> **THE DATA**:
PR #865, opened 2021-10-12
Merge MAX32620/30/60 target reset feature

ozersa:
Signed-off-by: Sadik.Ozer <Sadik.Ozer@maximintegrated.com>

---

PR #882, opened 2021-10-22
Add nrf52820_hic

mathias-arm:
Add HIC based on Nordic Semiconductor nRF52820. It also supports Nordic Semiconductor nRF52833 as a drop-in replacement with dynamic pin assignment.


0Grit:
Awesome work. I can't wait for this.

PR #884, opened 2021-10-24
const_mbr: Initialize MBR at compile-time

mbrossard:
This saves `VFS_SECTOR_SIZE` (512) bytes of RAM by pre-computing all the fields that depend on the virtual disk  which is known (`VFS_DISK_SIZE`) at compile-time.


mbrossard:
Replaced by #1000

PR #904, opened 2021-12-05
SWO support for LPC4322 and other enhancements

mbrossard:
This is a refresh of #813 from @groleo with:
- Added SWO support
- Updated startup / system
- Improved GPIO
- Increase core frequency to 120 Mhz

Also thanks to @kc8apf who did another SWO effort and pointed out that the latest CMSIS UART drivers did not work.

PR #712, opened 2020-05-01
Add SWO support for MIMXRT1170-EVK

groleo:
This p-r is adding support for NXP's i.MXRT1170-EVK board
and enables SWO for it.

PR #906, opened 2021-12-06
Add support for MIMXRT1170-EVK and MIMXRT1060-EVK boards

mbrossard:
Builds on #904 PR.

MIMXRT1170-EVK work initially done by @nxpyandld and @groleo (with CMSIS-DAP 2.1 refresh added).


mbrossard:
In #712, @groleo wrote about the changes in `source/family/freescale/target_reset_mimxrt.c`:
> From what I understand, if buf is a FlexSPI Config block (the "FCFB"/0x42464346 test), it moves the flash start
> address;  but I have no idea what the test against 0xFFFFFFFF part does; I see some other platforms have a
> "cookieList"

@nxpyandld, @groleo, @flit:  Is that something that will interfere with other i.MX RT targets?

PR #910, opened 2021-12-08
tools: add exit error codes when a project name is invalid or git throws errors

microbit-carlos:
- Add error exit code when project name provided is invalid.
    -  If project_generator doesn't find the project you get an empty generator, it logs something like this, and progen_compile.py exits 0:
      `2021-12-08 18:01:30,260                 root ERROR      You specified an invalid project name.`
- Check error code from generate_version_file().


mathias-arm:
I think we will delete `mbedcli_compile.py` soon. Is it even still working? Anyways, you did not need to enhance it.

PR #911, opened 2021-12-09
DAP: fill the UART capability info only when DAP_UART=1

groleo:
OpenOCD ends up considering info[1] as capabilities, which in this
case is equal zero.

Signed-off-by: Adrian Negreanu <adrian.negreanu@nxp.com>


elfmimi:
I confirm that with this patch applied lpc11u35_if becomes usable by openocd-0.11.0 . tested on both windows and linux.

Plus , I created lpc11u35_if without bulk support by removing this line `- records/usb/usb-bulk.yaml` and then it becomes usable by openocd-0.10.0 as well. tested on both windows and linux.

> **INSTRUCTIONS TO FOLLOW**: Reproduce exactly the stretch of the material above that starts at the line with "the flash start" and ends at the line with "I confirm that", both included, and nothing else.

> **TASK SOLUTION**:
> From what I understand, if buf is a FlexSPI Config block (the "FCFB"/0x42464346 test), it moves the flash start
> address;  but I have no idea what the test against 0xFFFFFFFF part does; I see some other platforms have a
> "cookieList"

@nxpyandld, @groleo, @flit:  Is that something that will interfere with other i.MX RT targets?

PR #910, opened 2021-12-08
tools: add exit error codes when a project name is invalid or git throws errors

microbit-carlos:
- Add error exit code when project name provided is invalid.
    -  If project_generator doesn't find the project you get an empty generator, it logs something like this, and progen_compile.py exits 0:
      `2021-12-08 18:01:30,260                 root ERROR      You specified an invalid project name.`
- Check error code from generate_version_file().


mathias-arm:
I think we will delete `mbedcli_compile.py` soon. Is it even still working? Anyways, you did not need to enhance it.

PR #911, opened 2021-12-09
DAP: fill the UART capability info only when DAP_UART=1

groleo:
OpenOCD ends up considering info[1] as capabilities, which in this
case is equal zero.

Signed-off-by: Adrian Negreanu <adrian.negreanu@nxp.com>


elfmimi:
I confirm that with this patch applied lpc11u35_if becomes usable by openocd-0.11.0 . tested on both windows and linux.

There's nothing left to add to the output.